What is required:
Write the listing out again in full. Every character must match.

○ ○ ○ ○ ○

PR #151, opened 2018-12-06
Add TaggedMetricsServiceInvocationEventHandler

mglazer:

PR #153, opened 2018-12-10
Fix NPE with tagged metrics instrumentation

schlosna:
Fixes NPE introduced in #151 and incorporates test coverage

### DIFF
--- a/tritium-lib/src/main/java/com/palantir/tritium/proxy/Instrumentation.java
+++ b/tritium-lib/src/main/java/com/palantir/tritium/proxy/Instrumentation.java
@@ -19,6 +19,7 @@ package com.palantir.tritium.proxy;
 import static com.google.common.base.Preconditions.checkNotNull;
 
 import com.codahale.metrics.MetricRegistry;
+import com.google.common.base.Strings;
 import com.google.common.collect.ImmutableList;
 import com.palantir.tritium.api.event.InstrumentationFilter;
 import com.palantir.tritium.event.InstrumentationFilters;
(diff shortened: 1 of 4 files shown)


tritium-lib/src/main/java/com/palantir/tritium/proxy/Instrumentation.java
```diff
@@ -143,18 +144,18 @@ private Builder(Class<T> interfaceClass, U delegate) {
...
-         * @param globalPrefix - Metrics name prefix to be used
+         * @param prefix - Metrics name prefix to be used
          * @return - InstrumentationBuilder
          */
-        public Builder<T, U> withTaggedMetrics(TaggedMetricRegistry metricRegistry, String globalPrefix) {
+        public Builder<T, U> withTaggedMetrics(TaggedMetricRegistry metricRegistry, String prefix) {
             checkNotNull(metricRegistry, "metricRegistry");
-            this.handlers.add(new TaggedMetricsServiceInvocationEventHandler(
-                    metricRegistry, globalPrefix));
+            String serviceName = (Strings.isNullOrEmpty(prefix)) ? interfaceClass.getName() : prefix;
```
mglazer, line 152: I've been favoring `.getSimpleName()` since it tends to be more representative of the service.

tritium-lib/src/main/java/com/palantir/tritium/proxy/Instrumentation.java
```diff
@@ -143,18 +144,18 @@ private Builder(Class<T> interfaceClass, U delegate) {
...
+            this.handlers.add(new TaggedMetricsServiceInvocationEventHandler(metricRegistry, serviceName));
             return this;
         }
 
         public Builder<T, U> withTaggedMetrics(TaggedMetricRegistry metricRegistry) {
-            return withTaggedMetrics(metricRegistry, null);
+            return withTaggedMetrics(metricRegistry, "");
```
mglazer, line 158: Oops.

mglazer (approved):

tritium-lib/src/main/java/com/palantir/tritium/proxy/Instrumentation.java
schlosna: This was just a nit fix as blank would previously also have thrown as well in https://github.com/palantir/tritium/blob/develop/tritium-core/src/main/java/com/palantir/tritium/event/InstrumentationProperties.java#L42 as you need a non-null && non-blank service name.

tritium-lib/src/main/java/com/palantir/tritium/proxy/Instrumentation.java
schlosna: I went with full name fallback default because its a bit more descriptive as the `service-name` will be simple name: `com.palantir.tritium.test.TestInterface:{service-name=TestInterface, endpoint=test}`

carterkozak:
Thanks!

○ ○ ○ ○ ○

Solution below:
PR #151, opened 2018-12-06
Add TaggedMetricsServiceInvocationEventHandler

mglazer:

PR #153, opened 2018-12-10
Fix NPE with tagged metrics instrumentation

schlosna:
Fixes NPE introduced in #151 and incorporates test coverage

### DIFF
--- a/tritium-lib/src/main/java/com/palantir/tritium/proxy/Instrumentation.java
+++ b/tritium-lib/src/main/java/com/palantir/tritium/proxy/Instrumentation.java
@@ -19,6 +19,7 @@ package com.palantir.tritium.proxy;
 import static com.google.common.base.Preconditions.checkNotNull;
 
 import com.codahale.metrics.MetricRegistry;
+import com.google.common.base.Strings;
 import com.google.common.collect.ImmutableList;
 import com.palantir.tritium.api.event.InstrumentationFilter;
 import com.palantir.tritium.event.InstrumentationFilters;
(diff shortened: 1 of 4 files shown)


tritium-lib/src/main/java/com/palantir/tritium/proxy/Instrumentation.java
```diff
@@ -143,18 +144,18 @@ private Builder(Class<T> interfaceClass, U delegate) {
...
-         * @param globalPrefix - Metrics name prefix to be used
+         * @param prefix - Metrics name prefix to be used
          * @return - InstrumentationBuilder
          */
-        public Builder<T, U> withTaggedMetrics(TaggedMetricRegistry metricRegistry, String globalPrefix) {
+        public Builder<T, U> withTaggedMetrics(TaggedMetricRegistry metricRegistry, String prefix) {
             checkNotNull(metricRegistry, "metricRegistry");
-            this.handlers.add(new TaggedMetricsServiceInvocationEventHandler(
-                    metricRegistry, globalPrefix));
+            String serviceName = (Strings.isNullOrEmpty(prefix)) ? interfaceClass.getName() : prefix;
```
mglazer, line 152: I've been favoring `.getSimpleName()` since it tends to be more representative of the service.

tritium-lib/src/main/java/com/palantir/tritium/proxy/Instrumentation.java
```diff
@@ -143,18 +144,18 @@ private Builder(Class<T> interfaceClass, U delegate) {
...
+            this.handlers.add(new TaggedMetricsServiceInvocationEventHandler(metricRegistry, serviceName));
             return this;
         }
 
         public Builder<T, U> withTaggedMetrics(TaggedMetricRegistry metricRegistry) {
-            return withTaggedMetrics(metricRegistry, null);
+            return withTaggedMetrics(metricRegistry, "");
```
mglazer, line 158: Oops.

mglazer (approved):

tritium-lib/src/main/java/com/palantir/tritium/proxy/Instrumentation.java
schlosna: This was just a nit fix as blank would previously also have thrown as well in https://github.com/palantir/tritium/blob/develop/tritium-core/src/main/java/com/palantir/tritium/event/InstrumentationProperties.java#L42 as you need a non-null && non-blank service name.

tritium-lib/src/main/java/com/palantir/tritium/proxy/Instrumentation.java
schlosna: I went with full name fallback default because its a bit more descriptive as the `service-name` will be simple name: `com.palantir.tritium.test.TestInterface:{service-name=TestInterface, endpoint=test}`

carterkozak:
Thanks!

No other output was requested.